§ WORK REQUIRED:
Every record that follows should be printed verbatim.
╭─ INFORMATION SHOWN
PR #2300, opened 2022-08-16
feat: use different http client timeouts for different components

BonapartePC:
# Description

This increases reporting's default timeout from `30s` to `60s` since most of the requests take more than `30s`
Various formatting changes introduced too, after running `make fmt`

## Notion Ticket

https://www.notion.so/rudderstacks/Increase-reporting-client-timeout-from-30s-to-60s-63f5c7dc84644a01a7f7aae71de90608

## Security

### DIFF
--- a/config/config.go
+++ b/config/config.go
@@ -297,15 +297,6 @@ func checkAndHotReloadConfig(configMap map[string][]*ConfigVar) (hasConfigChange
 	return hasConfigChanged
 }
 
-func GetFirstBool(defaultValue bool, keys ...string) (value bool) {
-	for _, key := range keys {
-		if IsSet(key) {
-			return GetBool(key, defaultValue)
-		}
-	}
-	return defaultValue
-}
-
 // GetBool is a wrapper for viper's GetBool
 func GetBool(key string, defaultValue bool) (value bool) {
 	envVal := GetEnv(TransformKey(key), "")
@@ -317,15 +308,6 @@ func GetBool(key string, defaultValue bool) (value bool) {
 		return defaultValue
 	}
 	return viper.GetBool(key)
-}
-
-func GetFirstInt(defaultValue int, keys ...string) (value int) {
-	for _, key := range keys {
-		if IsSet(key) {
-			return GetInt(key, defaultValue)
-		}
-	}
-	return defaultValue
 }
 
 // GetInt is wrapper for viper's GetInt
@@ -605,15 +587,6 @@ func RegisterStringSliceConfigVariable(defaultValue []string, ptr *[]string, isH
 	}
 }
 
-func GetFirstInt64(defaultValue int64, keys ...string) (value int64) {
-	for _, key := range keys {
-		if IsSet(key) {
-			return GetInt64(key, defaultValue)
-		}
-	}
-	return defaultValue
-}
-
 // GetInt64 is wrapper for viper's GetInt
 func GetInt64(key string, defaultValue int64) (value int64) {
 	envVal := GetEnv(TransformKey(key), "")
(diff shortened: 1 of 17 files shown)


atzoum (approved):

enterprise/reporting/reporting.go
```diff
@@ -295,7 +295,7 @@ func (handle *HandleT) getAggregatedReports(reports []*types.ReportByStatus) []*
 
 func (handle *HandleT) mainLoop(ctx context.Context, clientName string) {
 	tr := &http.Transport{}
-	netClient := &http.Client{Transport: tr, Timeout: config.GetDuration("HttpClient.timeout", 30, time.Second)}
+	netClient := &http.Client{Transport: tr, Timeout: config.GetDuration("HttpClient.timeout", 60, time.Second)}
```
atzoum, line 298: we are using this config property in other places too. Should we provide a special config option for reporting?

saurav-malani: adding to @atzoum  comment. We might want to modify `GetDuration` func to take multiple keys, just like we do for  `RegisterDurationConfigVariable` func.
here: https://github.com/rudderlabs/rudder-server/blob/06440975a2be136d77ab09928c03e5638481f379/config/config.go#L483

or maybe create a new func that takes multiple keys.

config/config.go
```diff
@@ -310,6 +319,15 @@ func GetBool(key string, defaultValue bool) (value bool) {
 	return viper.GetBool(key)
 }
 
+func GetFirstInt(defaultValue int, keys ...string) (value int) {
```
chandumlg, line 322: Do we really need these functions?

Can't we keep it simple like this? https://github.com/rudderlabs/rudder-server/blob/581aef4bc02c06d99a7f1f637d150391bb294988/router/config.go#L7

chandumlg (changes requested):
Changes requested

config/config.go
atzoum: Simple, it depends one your perspective. Repeating this piece of code everywhere required won't keep it simple or safe. IMO it is simpler to provide functions that encapsulate such common logic, tested once, used everywhere.

lvrach: I do find the introduction of `GetFirst...` methods a bit too much, and it could make readability and understanding harder. Especially in emergencies when you try to understand which configuration is applied. Having many ways to define a configuration can confuse.

After thinking about passing, `HttpClient.timeout` is not helpful. Every client has its own needs and needs to be configured separately. It also makes sense to have a default value hardcoded as `30sec` for most, but changing the underlying base value for all HTTP clients has no use case (other than keeping backwards compatibility).

So, my suggestion is to drop the `GetFirst...` and rename `HttpClient.timeout` to `HttpClient.<client-name>.timeout`. A good idea to do it now, before introducing v1.0.0, as this is going to break existing behaviour for configurations.

atzoum: e.g. isn't this simpler?

```
func getRouterConfigBool(key, destType string, defaultValue bool) bool {
	return config.GetFirstBool(defaultValue, "Router."+destType+"."+key, "Router."+key)
}

func getRouterConfigInt(key, destType string, defaultValue int) int {
	return config.GetFirstInt(defaultValue, "Router."+destType+"."+key, "Router."+key)
}

```

atzoum: @chandumlg are you ok with what @lvrach is proposing?

chandumlg: yeah sounds good.

cisse21 (approved):

lvrach (approved):

chandumlg (approved):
╰─
§ REPLY TO THE EXERCISE:
PR #2300, opened 2022-08-16
feat: use different http client timeouts for different components

BonapartePC:
# Description

This increases reporting's default timeout from `30s` to `60s` since most of the requests take more than `30s`
Various formatting changes introduced too, after running `make fmt`

## Notion Ticket

https://www.notion.so/rudderstacks/Increase-reporting-client-timeout-from-30s-to-60s-63f5c7dc84644a01a7f7aae71de90608

## Security

### DIFF
--- a/config/config.go
+++ b/config/config.go
@@ -297,15 +297,6 @@ func checkAndHotReloadConfig(configMap map[string][]*ConfigVar) (hasConfigChange
 	return hasConfigChanged
 }
 
-func GetFirstBool(defaultValue bool, keys ...string) (value bool) {
-	for _, key := range keys {
-		if IsSet(key) {
-			return GetBool(key, defaultValue)
-		}
-	}
-	return defaultValue
-}
-
 // GetBool is a wrapper for viper's GetBool
 func GetBool(key string, defaultValue bool) (value bool) {
 	envVal := GetEnv(TransformKey(key), "")
@@ -317,15 +308,6 @@ func GetBool(key string, defaultValue bool) (value bool) {
 		return defaultValue
 	}
 	return viper.GetBool(key)
-}
-
-func GetFirstInt(defaultValue int, keys ...string) (value int) {
-	for _, key := range keys {
-		if IsSet(key) {
-			return GetInt(key, defaultValue)
-		}
-	}
-	return defaultValue
 }
 
 // GetInt is wrapper for viper's GetInt
@@ -605,15 +587,6 @@ func RegisterStringSliceConfigVariable(defaultValue []string, ptr *[]string, isH
 	}
 }
 
-func GetFirstInt64(defaultValue int64, keys ...string) (value int64) {
-	for _, key := range keys {
-		if IsSet(key) {
-			return GetInt64(key, defaultValue)
-		}
-	}
-	return defaultValue
-}
-
 // GetInt64 is wrapper for viper's GetInt
 func GetInt64(key string, defaultValue int64) (value int64) {
 	envVal := GetEnv(TransformKey(key), "")
(diff shortened: 1 of 17 files shown)


atzoum (approved):

enterprise/reporting/reporting.go
```diff
@@ -295,7 +295,7 @@ func (handle *HandleT) getAggregatedReports(reports []*types.ReportByStatus) []*
 
 func (handle *HandleT) mainLoop(ctx context.Context, clientName string) {
 	tr := &http.Transport{}
-	netClient := &http.Client{Transport: tr, Timeout: config.GetDuration("HttpClient.timeout", 30, time.Second)}
+	netClient := &http.Client{Transport: tr, Timeout: config.GetDuration("HttpClient.timeout", 60, time.Second)}
```
atzoum, line 298: we are using this config property in other places too. Should we provide a special config option for reporting?

saurav-malani: adding to @atzoum  comment. We might want to modify `GetDuration` func to take multiple keys, just like we do for  `RegisterDurationConfigVariable` func.
here: https://github.com/rudderlabs/rudder-server/blob/06440975a2be136d77ab09928c03e5638481f379/config/config.go#L483

or maybe create a new func that takes multiple keys.

config/config.go
```diff
@@ -310,6 +319,15 @@ func GetBool(key string, defaultValue bool) (value bool) {
 	return viper.GetBool(key)
 }
 
+func GetFirstInt(defaultValue int, keys ...string) (value int) {
```
chandumlg, line 322: Do we really need these functions?

Can't we keep it simple like this? https://github.com/rudderlabs/rudder-server/blob/581aef4bc02c06d99a7f1f637d150391bb294988/router/config.go#L7

chandumlg (changes requested):
Changes requested

config/config.go
atzoum: Simple, it depends one your perspective. Repeating this piece of code everywhere required won't keep it simple or safe. IMO it is simpler to provide functions that encapsulate such common logic, tested once, used everywhere.

lvrach: I do find the introduction of `GetFirst...` methods a bit too much, and it could make readability and understanding harder. Especially in emergencies when you try to understand which configuration is applied. Having many ways to define a configuration can confuse.

After thinking about passing, `HttpClient.timeout` is not helpful. Every client has its own needs and needs to be configured separately. It also makes sense to have a default value hardcoded as `30sec` for most, but changing the underlying base value for all HTTP clients has no use case (other than keeping backwards compatibility).

So, my suggestion is to drop the `GetFirst...` and rename `HttpClient.timeout` to `HttpClient.<client-name>.timeout`. A good idea to do it now, before introducing v1.0.0, as this is going to break existing behaviour for configurations.

atzoum: e.g. isn't this simpler?

```
func getRouterConfigBool(key, destType string, defaultValue bool) bool {
	return config.GetFirstBool(defaultValue, "Router."+destType+"."+key, "Router."+key)
}

func getRouterConfigInt(key, destType string, defaultValue int) int {
	return config.GetFirstInt(defaultValue, "Router."+destType+"."+key, "Router."+key)
}

```

atzoum: @chandumlg are you ok with what @lvrach is proposing?

chandumlg: yeah sounds good.

cisse21 (approved):

lvrach (approved):

chandumlg (approved):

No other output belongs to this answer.